**INSTRUCTIONS TO FOLLOW**
Reproduce every line in the material below that holds "const".

**RECORDS FOR THIS TASK**
PR #323, opened 2015-04-29
Added more error types and made them all accept Handle<String> as argument

### LINKED ISSUE #322: NanThrowError(Handle<Value>)
```c++
NAN_INLINE void NanThrowError(v8::Handle<v8::Value> error) {
    NanScope();
    v8::Isolate::GetCurrent()->ThrowException(error);
  }
```
This should probably be changed to
```c++
NAN_INLINE void NanThrowError(v8::Handle<v8::Value> error) {
    NanScope();
    v8::Isolate::GetCurrent()->ThrowException(v8::Exception::Error(error));
  }
```
and the same goes for the old version.

kkoopa:
Fixes #322.

### DIFF
--- a/Makefile
+++ b/Makefile
@@ -23,6 +23,7 @@ LINT_SOURCES = \
 	test/cpp/asyncprogressworker.cpp \
 	test/cpp/asyncworkererror.cpp \
 	test/cpp/bufferworkerpersistent.cpp \
+	test/cpp/error.cpp \
 	test/cpp/gc.cpp \
 	test/cpp/morenews.cpp \
 	test/cpp/multifile1.cpp \
--- a/nan.h
+++ b/nan.h
@@ -644,16 +644,16 @@ return args.GetReturnValue().Set(Nan::imp::NanEnsureHandleOrPersistent(value))
       info_->persistent.SetWeak(info_, &_NanWeakCallbackDispatcher<T, P>);
   }
 
-template<typename T, typename P>
-NAN_INLINE _NanWeakCallbackInfo<T, P>* NanMakeWeakPersistent(
-    v8::Handle<T> handle
-  , P* parameter
-  , typename _NanWeakCallbackInfo<T, P>::Callback callback) {
-    _NanWeakCallbackInfo<T, P> *cbinfo =
-     new _NanWeakCallbackInfo<T, P>(handle, parameter, callback);
-    cbinfo->persistent.SetWeak(cbinfo, &_NanWeakCallbackDispatcher<T, P>);
-    return cbinfo;
-}
+  template<typename T, typename P>
+  NAN_INLINE _NanWeakCallbackInfo<T, P>* NanMakeWeakPersistent(
+      v8::Handle<T> handle
+    , P* parameter
+    , typename _NanWeakCallbackInfo<T, P>::Callback callback) {
+      _NanWeakCallbackInfo<T, P> *cbinfo =
+       new _NanWeakCallbackInfo<T, P>(handle, parameter, callback);
+      cbinfo->persistent.SetWeak(cbinfo, &_NanWeakCallbackDispatcher<T, P>);
+      return cbinfo;
+  }
 
 # define NAN_WEAK_CALLBACK(name)                                               \
     template<typename T, typename P>                                           \
--- a/nan.h
+++ b/nan.h
@@ -659,58 +659,64 @@ NAN_INLINE _NanWeakCallbackInfo<T, P>* NanMakeWeakPersistent(
     template<typename T, typename P>                                           \
     static void name(const _NanWeakCallbackData<T, P> &data)
 
-# define _NAN_ERROR(fun, errmsg) fun(NanNew<v8::String>(errmsg))
-
-# define _NAN_THROW_ERROR(fun, errmsg)                                         \
-    do {                                                                       \
+# define X(NAME)                                                               \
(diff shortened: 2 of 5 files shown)


kkoopa:
My only concern here is with the Scopes. I tried to remove some where unnecessary and add them where needed.

kkoopa:
@bnoordhuis Do you have time to look this over?

Makefile
```diff
@@ -23,6 +23,7 @@ LINT_SOURCES = \
         test/cpp/asyncprogressworker.cpp \
         test/cpp/asyncworkererror.cpp \
         test/cpp/bufferworkerpersistent.cpp \
+	test/cpp/error.cpp \
```
bnoordhuis: Indentation seems a bit off here.  Maybe that's because it's a tab instead of spaces like on the surrounding lines?

kkoopa: Could be. I normalized everything to tabs in 80cf724cf898ac5568b52d44b06c0d5c0ebf0764, but this commit is older. I'll rebase with master or something.

nan.h
```diff
@@ -637,18 +645,76 @@ NAN_INLINE _NanWeakCallbackInfo<T, P>* NanMakeWeakPersistent(
...
+  NAN_INLINE void NanThrowReferenceError(const char* errmsg) {
+    _NAN_THROW_ERROR(v8::Exception::ReferenceError, errmsg);
+  }
+
+  NAN_INLINE void NanThrowReferenceError(v8::Handle<v8::String> errmsg) {
+    NanScope();
+    v8::Isolate::GetCurrent()->ThrowException(
+        v8::Exception::ReferenceError(errmsg));
+  }
+
```
bnoordhuis: I would probably use an x-macro for this.  There is a lot of duplication with only minor changes in functionality.  It makes it somewhat hard to eyeball what the differences are and if they are correct.

An x-macro would probably also let you get rid of the _NAN_THROW_ERROR macro.

nan.h
```diff
@@ -1169,24 +1242,80 @@ NAN_INLINE _NanWeakCallbackInfo<T, P>* NanMakeWeakPersistent(
...
     _NAN_THROW_ERROR(v8::Exception::RangeError, errmsg);
   }
 
+  NAN_INLINE
+  v8::Local<v8::Value> NanThrowRangeError(v8::Handle<v8::String> errmsg) {
+    NanEscapableScope();
+    return NanEscapeScope(v8::Local<v8::Value>::New(
+        v8::ThrowException(v8::Exception::RangeError(errmsg))));
+  }
+
```
bnoordhuis: Do you need the NanScopes / NanEscapableScopes in the NanThrow methods?

kkoopa: Dunno. Unnecessary or missing scopes are the main thing I'm concerned with. Here I added it because `Exception::RangeError` creates a `Local<Handle>`, which is returned by `ThrowException` and wrapped in a `Local<Value>` which is returned to the caller. Thus calling this function involves at least two handle creations, only one of which should bubble up to the surrounding `HandleScope`.

bnoordhuis: Okay.  It's not wrong to use a HandleScope here, it's just that the overhead is pretty high compared to the meat of the function.  That probably doesn't matter so much here, though.

kkoopa:
Updated. I decided to deprecate the sugary error routines with the error code property, so that they can be removed for 2.0. I don't think it's in wide use, and it is trivial to reimplement for anyone that wants it.

kkoopa:
CI says it's good.

nan.h
```diff
@@ -644,73 +644,83 @@ return args.GetReturnValue().Set(Nan::imp::NanEnsureHandleOrPersistent(value))
...
 
 # define NAN_WEAK_CALLBACK(name)                                               \
     template<typename T, typename P>                                           \
     static void name(const _NanWeakCallbackData<T, P> &data)
 
-# define _NAN_ERROR(fun, errmsg) fun(NanNew<v8::String>(errmsg))
-
-# define _NAN_THROW_ERROR(fun, errmsg)                                         \
-    do {                                                                       \
+# define ERROR_TYPES                                                           \
```
bnoordhuis: Suggestion: name this NAN_ERROR_TYPES just in case a type/value/macro ERROR_TYPES exists elsewhere.  Or scrap it and call X(Error), X(RangeError), etc. directly below.

nan.h
```diff
@@ -1191,68 +1201,71 @@ NAN_INLINE _NanWeakCallbackInfo<T, P>* NanMakeWeakPersistent(
...
+  namespace Nan { namespace imp {
+    NAN_INLINE v8::Local<v8::Value> E(const char *msg, const int errorNumber) {
+      NanEscapableScope();
+      v8::Local<v8::Value> err = v8::Exception::Error(NanNew<v8::String>(msg));
+      v8::Local<v8::Object> obj = err.As<v8::Object>();
+      obj->Set(NanNew<v8::String>("code"), NanNew<v8::Int32>(errorNumber));
+      return NanEscapeScope(err);
+    }
+  }  // end of namespace imp
+  }  // end of namespace Nan
```
bnoordhuis: This duplicates the E function above, doesn't it?

kkoopa: They ought to be in different ifdefs, one for 0.10 and one for 0.12.

kkoopa:
Got rid of the `ERROR_TYPES` macro.

kkoopa:
Is this good to merge?

kkoopa:
Merged as 4265f06c880f9c166716c45b0aed05a90452f49d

**RESPONSE**
     static void name(const _NanWeakCallbackData<T, P> &data)
+  NAN_INLINE void NanThrowReferenceError(const char* errmsg) {
     static void name(const _NanWeakCallbackData<T, P> &data)
+    NAN_INLINE v8::Local<v8::Value> E(const char *msg, const int errorNumber) {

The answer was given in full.